The tail-skid mechanism is then connected to the aircraft frame at points C and D using two HINGE connectors. The air frame is modeled with two BEAM connectors connecting points C and D to the center of gravity of the airplane. Since both the actuator and the large cylinder consist of two display bodies, additional connectors are necessary to constrain the relative motion between them. For this purpose a SLIDE-PLANE connector element and an ALIGN connector element are defined between points A and D, and an ALIGN connector element is defined between points D and G.

In the kinematics analysis the position of the aircraft is fixed; the contraction of the actuator, which is realized through prescribed connector displacement of the AXIAL connector, moves the mechanism from the deployed to the stowage position. In the tail strike analysis the over-rotation of the airplane is modeled by allowing the airplane to be in free motion and applying an initial rotating velocity to it. During the strike the direction of the reaction of the ground to the airplane is assumed to remain fixed. As a result the reaction force is modeled by applying a fixed boundary condition at point F in a local coordinate system that will generate a reaction at an angle of 10 degrees with the 2-axis. The actuator is fixed during the strike, while the large cylinder is compressed. The large cylinder will absorb energy until it stops after being compressed 4 inches. This physical behavior of the large cylinder is modeled using the *CONNECTOR ELASTICITY, *CONNECTOR DAMPING, and *CONNECTOR STOP options. Separate models include friction, plasticity, and damage in the connectors.

Results and discussion

A sequence of the deformed tail-skid mechanisms in the kinematics analysis is shown in Figure 4.1.5–2. By visual inspection it can be observed that the connector elements are enforcing the correct kinematic constraints. Some of the numerical results for the tail strike analysis are shown in Figure 4.1.5–3 and Figure 4.1.5–4. Figure 4.1.5–3 shows the total, elastic, and viscous force of the AXIAL connector that models the mechanical behavior of the large cylinder. Figure 4.1.5–4 shows the relative distance between points G and D. The sudden changes of the connector force and displacement shown in both figures are due to the large cylinder reaching its maximum contraction (modeled using the *CONNECTOR STOP option) during tail strike.

Input files

tail_kinematics.inp

Kinematics analysis.

tail_strike.inp

Tail strike analysis.

tail_strike_fric.inp

Tail strike analysis with friction.

tail_strike_exp_fric.inp

ABAQUS/Explicit tail strike analysis with friction.
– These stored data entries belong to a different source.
PR #17, opened 2023-01-08
ndarray dunders  / binary ufuncs

ev-br:
This is a third PR in a "stack" of gh-12 -> gh-16 -> this one.


ev-br:
OK, I think this is it for now, this three-PR "stack" no longer WIP.

autogen/gen_ufuncs_2.py
```diff
@@ -0,0 +1,213 @@
+from dump_namespace import grab_namespace, get_signature
```
ev-br, line 1: No need to review stuff in this file, these are all technical implements.

torch_np/tests/test_ufuncs_basic.py
```diff
@@ -131,3 +193,140 @@ def test_xy_and_out_broadcast(self, ufunc):
...
+        a = np.array([1, 2, 3])
+        b = other_dtype(3)
+
+        if ufunc in no_complex and issubclass(other_dtype, np.complexfloating):
+            pytest.skip(f'{ufunc} does not accept complex.')
+
+        # __op__
+        result = op(a, b)
+        assert_equal(result, ufunc(a, b))
+        assert result.dtype == np.result_type(a, b)
```
ev-br, line 243: OK, this (and similar assertion on `result.dtype`) is not always right. Will fix separately.

ev-br: xfail for now in the last commit. This needs fully fledged type promotion, including "weak promotion" from scalars. Will circle back to it after np.random and numpy test suite are ported.

torch_np/_ndarray.py
```diff
@@ -115,28 +119,31 @@ def __str__(self):
...
+        try:
+            return _ufunc_impl.not_equal(self, asarray(other))
+        except RuntimeError:
+            # Failed to convert other to array: definitely not equal.
+            falsy = torch.full(self.shape, fill_value=True, dtype=bool)
+            return asarray(falsy)
 
     def __gt__(self, other):
-        return asarray(self._tensor > asarray(other).get())
+        return _ufunc_impl.greater(self, asarray(other))
```
lezcano, line 137: Perhaps simpler to just call the functions in `_binary_ufuncs`? This way you could simply do
```python
import _binary_ufuncs as bfun

__gt__ = bfun.greater
...
```

lezcano: With a one-line helper function you could also golf this way all the in-place and reverse dunder methods.

torch_np/_ufunc_impl.py
```diff
@@ -0,0 +1,152 @@
...
+
+       x1, x2 are arrays! array_like -> array conversion is the caller responsibility.
+    """
+    def wrapped(x1, x2, /, out=None, *, where=True,
+                casting='same_kind', order='K', dtype=None, subok=False, **kwds):
+        _util.subok_not_ok(subok=subok)
+        if order != 'K' or not where:
+            raise NotImplementedError
+
+        # XXX: dtype=... parameter is silently ignored
```
lezcano, line 19: Let's either assert that `dtype is None` for now. But more generally, why not implementing it?

torch_np/_ufunc_impl.py
```diff
@@ -0,0 +1,152 @@
...
+def deco_unary_ufunc(torch_func):
+    # TODO: deduplicate with `deco_binary_ufunc` above. Need to figure out the
+    #       effect of the `dtype` parameter, does it differ between unary and binary ufuncs. 
+    def wrapped(x1, /, out=None, *, where=True,
+                casting='same_kind', order='K', dtype=None, subok=False, **kwds):
+        _util.subok_not_ok(subok=subok)
+        if order != 'K' or not where:
+            raise NotImplementedError
+
+        # XXX: dtype=... parameter is silently ignored
```
lezcano, line 39: as above.

torch_np/tests/numpy_tests/core/test_scalarmath.py
```diff
@@ -637,8 +638,8 @@ def test_result(self):
 class TestSubtract:
     def test_exceptions(self):
         a = np.ones((), dtype=np.bool_)[()]
-        with assert_raises(TypeError):
-            operator.sub(a, a)
+        with assert_raises((TypeError, RuntimeError)):    # XXX: TypeError from numpy
+            operator.sub(a, a)                            #  RuntimeError from torch
```
lezcano, line 642: Should this be an xfail potentially? Do we want to get in the business of raising the same exceptions at some point or is that outside of the scope?

torch_np/tests/test_basic.py
```diff
@@ -27,6 +27,8 @@
 
 
 one_arg_funcs += [getattr(w, name) for name in _unary_ufuncs.__all__]
+one_arg_funcs = one_arg_funcs[:-1]   # FIXME: remove np.invert
```
lezcano, line 30: aren't you actually removing `positive` here? If you want to remove `invert, do a `if name not "invert` in the ist comprehension above.

lezcano (approved):
+903 −1,551 I think the numbers speak for themselves!

I left a few things that I believe can be improved, but it looks mostly good!

torch_np/_ndarray.py
ev-br: Sadly, `_binary_ufuncs` has `from _ndarray import asarray`, so it's an import loop.

torch_np/_ufunc_impl.py
ev-br: Certainly will. The next batch of numpy tests will likely make me bite the bullet and figure out all the weak promotion rules, dtype resolution rules and how that interacts with registered loop types.

torch_np/tests/numpy_tests/core/test_scalarmath.py
ev-br: Would be nice to have that at some point, I guess. Finding these in the test suite would be easy though, since this is probably the only reason to catch a tuple of exceptions, so a grep stanza is straighforward.

torch_np/tests/test_basic.py
ev-br: Removing this line leads to `RuntimeError: "bitwise_not_cpu" not implemented for 'Double'`, so it certainly is np.invert.

There's a temporary technical glitch however: 

```
(Pdb) p one_arg_funcs[-1]
<function deco_unary_ufunc.<locals>.wrapped at 0x7f5a96853790>
```
Let me keep this hack as is for now (note the FIXME comment) --- until a refactor that would hopefully remove the need for two-step wrapping of ufuncs.

torch_np/_ndarray.py
lezcano: There has to be a way to untangle this. A (dirty) way of working around this for now would be to do a local import of the module within the class. But more generally, perhaps @rgommers has some ideas on how to work around these issues.

torch_np/_ufunc_impl.py
lezcano: Let's throw in an assert for now though?

torch_np/tests/numpy_tests/core/test_scalarmath.py
lezcano: sure, let's do that, but for now, let's document this somewhere so that we don't forget.

torch_np/tests/test_basic.py
lezcano: fine

torch_np/_ndarray.py
ev-br: Yes, I nearly did  a local import; however this feels almost the same level of dirty, and I'd rather hammer it until it works with a reasonable coverage, and think through a general refactor when it does. A refactor is definitely in order (together with asarray/_from_tensor_and_base rationalization we discussed in a parallel thread, a reasonable solution to asarray imports in dtypes.py etc etc)

torch_np/_ufunc_impl.py
ev-br: https://github.com/Quansight-Labs/numpy_pytorch_interop/pull/17/commits/2b363f3a4d2e0d994608872e6e84e261e53b5d5d

torch_np/_ufunc_impl.py
ev-br: https://github.com/Quansight-Labs/numpy_pytorch_interop/pull/17/commits/2b363f3a4d2e0d994608872e6e84e261e53b5d5d

torch_np/tests/numpy_tests/core/test_scalarmath.py
ev-br: Opened https://github.com/Quansight-Labs/numpy_pytorch_interop/issues/20

ev-br:
Thanks for the reviews and discussions! Am merging this to make iterating on private/public split easier.
The merge commit is 
https://github.com/Quansight-Labs/numpy_pytorch_interop/commit/a8c18aac059ea8dec05809f6a71cf7658dd90b12

PR #18, opened 2023-01-09
Smoke valid args for binary ufunc tests

honno:
**This PR is WIP, and starts from #12 as it contains a critical fix.**

The binary ufunc smoke tests were passing floats to functions that didn't accept them, which this PR fixes... kinda. Running `autogen/gen_ufuncs.py` as-is does not produce the same file structure as it exists for `torch_np`, and moving things over still breaks due to invalid import references.

So I can work on fixing these things generally, although IMO it looks like these smoke tests don't need to be generated by a script, but instead could be both generated and ran on runtime with [`pytest.mark.parametrize`](https://docs.pytest.org/en/6.2.x/parametrize.html). Mind if I have a go exploring that?


ev-br:
These smoke tests certainly do not need to be generated by a script anymore, so please feel free to fix them! Also cf gh-17, which add a bunch of tests for this.

torch_np/_dtypes.py
```diff
@@ -38,14 +53,31 @@ def __eq__(self, other):
         if isinstance(other, dtype):
             return self._name == other.name
         else:
-            other_instance = dtype(other)
+            try:
+                other_instance = dtype(other)
+            except TypeError:
+                return False
```
ev-br, line 59: Not sure why it is better than raising?

torch_np/_ndarray.py
```diff
@@ -110,6 +110,16 @@ def __neq__(self, other):
...
         return asarray(self._tensor > asarray(other).get())
 
+    def __lt__(self, other):
+        return asarray(self._tensor < asarray(other).get())
+
+    def __ge__(self, other):
+        return asarray(self._tensor >= asarray(other).get())
+
+    def __le__(self, other):
+        return asarray(self._tensor <= asarray(other).get())
```
ev-br, line 120: NB: this will need to be redone similar to gh-17

torch_np/tests/test_binary_ufuncs.py
```diff
@@ -1,247 +1,232 @@
...
 import torch
 
-from .._binary_ufuncs import *
 from ..testing import assert_allclose
 
 
 def test_add():
     assert_allclose(np.add(0.5, 0.6),
-                               add(0.5, 0.6), atol=1e-7, check_dtype=False)
+                               np.add(0.5, 0.6), atol=1e-7, check_dtype=False)
```
ev-br, line 9: `assert_allclose(np.add(0.5, 0.5), np.add(0.5, 0.6))`?

honno:
Looks like the test inputs have now been fixed, so closing.

PR #21, opened 2023-01-16
Introduce `pre-commit` with `isort`/`black`/`autoflake`

honno:
Adds a [`pre-commit`](https://pre-commit.com/) config with just `black` setup, and includes modifications from a run of black (ignore-rev'd). Also includes a CI job which just checks for `pre-commit` (i.e. just `black` for now) passes.

<sup>I was wondering if folks would want other tools? i.e. personally I always like `autoflake --remove-all-unused-imports` and `isort --profile black`.</sup>


ev-br:
Re other tools: Having said  'a', I guess we can keep on all the way down to 'z'.

ev-br:
Thanks @honno !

tail_strike_exp_fric_plas_dam.inp

ABAQUS/Explicit tail strike analysis with friction, plasticity, and damage.

tail_kinematics_model.py

Python replay file for constructing the kinematics model using ABAQUS/CAE.

tail_strike_model.py

Python replay file for constructing the tail strike model using ABAQUS/CAE.

Table

Table 4.1.5–1 Point locations in the deployed position.

Point X Y Z
A 14.95 19.62 0.00
B 14.15 10.24 0.00
C 15.29 16.13 0.00
D 0.00 0.00 0.00
E 13.69 –3.49 0.00
F 24.72 –12.24 0.00


Figures

Figure 4.1.5–1 Tail-skid mechanism model (the deployed position).

Figure 4.1.5–2 Intermediate positions of the tail-skid mechanism during tail strike.

Figure 4.1.5–3 Elastic and damping forces of the connector modeling the large cylinder.

Figure 4.1.5–4 Relative displacement of the connector modeling the large cylinder.